備讃瀬戸にもある国生み神話

村井 眞明

column

2019.11.21

大槌島と小槌島

大槌島と小槌島

我国で最も古い歴史書である古事記には、伊邪那岐(いざなぎ)と伊邪那美(いざなみ)の2神が、天浮橋(あめのうきはし)に立って、まだどろどろとした大地をかき混ぜて島を造っていったという国生みの物語が書かれています。最初に淡道之穂之狭別島(あわじのほのさわけのしま)すなわち淡路島、次に伊予二名島(いよのふたなのしま)すなわち四国ができます。二名というのは山によって二並びに分かれているという意味です。それから隠伎之三子島(おきのみつごのしま)すなわち島根県の隠岐島、筑紫島(つくしのしま)すなわち九州、伊伎島(いきのしま)すなわち福岡県の壱岐島、津島(つしま)すなわち長崎県の対馬、佐度島(さどのしま)すなわち新潟県の佐渡島(さどがしま)、大倭豊秋津島(おおやまととよあきづしま)すなわち本州と8つの島ができます。ここから日本を大八島国(おおやしまのくに)といいます。そして次に吉備児島(きびのこじま)、小豆島(あずきじま)、大島(おおしま)、女島(ひめじま)、知訶島(ちかのしま)それに両児島(ふたごのしま)と小さい6つの島が生まれます。

通説では、「吉備児島」はかつて島だった岡山県の児島半島を指し、「小豆島」は文字通り小豆島を指しています。ちなみに小豆島の星ヶ城には阿豆枳(あずき)神社が鎮座しています。そして、「大島」は周防大島ともいう山口県の屋代(やしろ)島を指し、「女島」は大分県の国東半島沖の姫島、「知訶島」は長崎県の五島列島、「両児島」は五島列島よりさらに西の沖にある男女群島を指しています。

しかし、6つの島のうち2つが備讃瀬戸にあるにもかかわらず4つが突然遠く離れた島になるのは不自然ではないか、6つの島はすべて備讃瀬戸の島々ではないかという説が香川にはあります。
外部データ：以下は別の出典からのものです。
PR #2574, opened 2024-02-09
Patch Release. Ensures that ``-Header`` parameter is not mandatory

timayabi2020:
Currently for all cmdlets one must specify the ``-Header`` parameter.
Updated AutoREST code generator to prevent this scenario.


calebkiage:
I think the submodule needs to be updated.

calebkiage (approved):

PR #2615, opened 2024-02-27
Add new app id

ElinorW:
﻿

- Adding the new application Id for the Torus migration
-
-

### Other links

-
-
-


ElinorW:
no longer needed

PR #2690, opened 2024-04-18
Restricts escaping of special characters to path segments only when using Invoke-MgGraphRequest and bumps ``Azure.Identity.Broker`` Library

### LINKED ISSUE #1947: Invoke-MgGraphRequest can't handle URI with #

timayabi2020:
Fixes #1947 and ``Azure.Identity.Broker`` package conflict due to bumping of Azure Identity [here](https://github.com/microsoftgraph/msgraph-sdk-powershell/pull/2675)

- Restricted escaping/URL encoding of special characters in path segments only. Uri with system query options should not URL encoded values. 

**Uri with OData system query options**
image

**Uri with special characters in path segments**
image

- Updated ``Azure.Identity.Broker`` due to interactive browser errors  (``Method 'get_UseDefaultBrokerAccount' in type 'Azure.Identity.Broker.InteractiveBrowserCredentialBrokerOptions' from assembly 'Azure.Identity.Broker, Version=1.0.0.0, Culture=neutral, PublicKeyToken=92742159e12e44c8' does not have an implementation``) as a result of bumping the ``Azure.Identity``. The version bump is based on the library documentation [here](https://learn.microsoft.com/en-us/dotnet/api/overview/azure/identity.broker-readme?view=azure-dotnet)

### DIFF
--- a/src/Authentication/Authentication/Helpers/EncodeUriPath.cs
+++ b/src/Authentication/Authentication/Helpers/EncodeUriPath.cs
@@ -15,17 +15,24 @@ namespace Microsoft.Graph.PowerShell.Authentication.Helpers
     {
         public static Uri EscapeDataStrings(this Uri uri)
         {
-            if(uri.Query.Length > 0)
-                return uri;
             int counter = 0;
             var pathSegments = uri.OriginalString.Split('/');
             StringBuilder sb = new StringBuilder();
-            foreach (var segment in pathSegments)
+            foreach (var s in pathSegments)
             {
+                var segment = s;
                 //Skips the left part of the uri i.e https://graph.microsoft.com
                 if (counter > 2)
                 {
                     sb.Append('/');
+                    if(s.Contains("?"))
+                    {
+                        var queryStringIndex = segment.IndexOf("?");
+                        string queryString = segment.Substring(queryStringIndex);
+                        segment = s.Substring(0, queryStringIndex);
+                        sb.Append(Uri.EscapeDataString(segment));
+                        sb.Append(queryString);
+                    }
                     sb.Append(Uri.EscapeDataString(segment));
                 }
                 counter++;
--- a/src/Authentication/Authentication/Helpers/EncodeUriPath.cs
+++ b/src/Authentication/Authentication/Helpers/EncodeUriPath.cs
@@ -33,7 +33,10 @@ namespace Microsoft.Graph.PowerShell.Authentication.Helpers
                         sb.Append(Uri.EscapeDataString(segment));
                         sb.Append(queryString);
                     }
-                    sb.Append(Uri.EscapeDataString(segment));
+                    else
+                    {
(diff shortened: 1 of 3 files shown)


src/Authentication/Authentication/Helpers/EncodeUriPath.cs
```diff
@@ -15,6 +15,8 @@ public static class EncodeUriPaths
     {
         public static Uri EscapeDataStrings(this Uri uri)
         {
+            if(uri.Query.Length > 0)
```
andrueastman, line 18: The only question I have is what happens when the Uri has both path segments and query parameters?
e.g. `https://graph.microsoft.com/v1.0/users/userswith#character?$select=id,displayName`

timayabi2020: Nice catch!. I've made corrections to address this.

src/Authentication/Authentication/Helpers/EncodeUriPath.cs
```diff
@@ -18,12 +18,21 @@ public static Uri EscapeDataStrings(this Uri uri)
...
                 {
                     sb.Append('/');
+                    if(s.Contains("?"))
+                    {
+                        var queryStringIndex = segment.IndexOf("?");
+                        string queryString = segment.Substring(queryStringIndex);
+                        segment = s.Substring(0, queryStringIndex);
+                        sb.Append(Uri.EscapeDataString(segment));
+                        sb.Append(queryString);
+                    }
```
andrueastman, line 35: Do you need an `else` block here? Looks  the appending will happen twice?

timayabi2020: Yes added

andrueastman (approved):
👍🏼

それによると、「大島」は庵治沖の大島であり、「女島」はかつて大姫(おぎ)島・姪姫(めぎ)島と表記されていた男木島・女木島、「知訶島」は値嘉島とも表記されていたことから値が直となった直島、「両児島」は双子の島ということから五色台沖の大槌島・小槌島である、というものです。

備讃瀬戸には、海幸・山幸、豊玉姫(とよたまひめ)・玉依姫(たまよりひめ)の神話も残っており、この説も全く荒唐無稽な考えであると一蹴することはできないような気がします。瀬戸内国際芸術祭は、国生み神話につつまれた古代日本の原風景をバックボーンにしているといえるかもしれません。

歴史ライター 村井 眞明さん

多度津町出身。丸亀高校、京都大学卒業後、香川県庁へ入庁。都市計画や観光振興などに携わり、観光交流局長を務めた。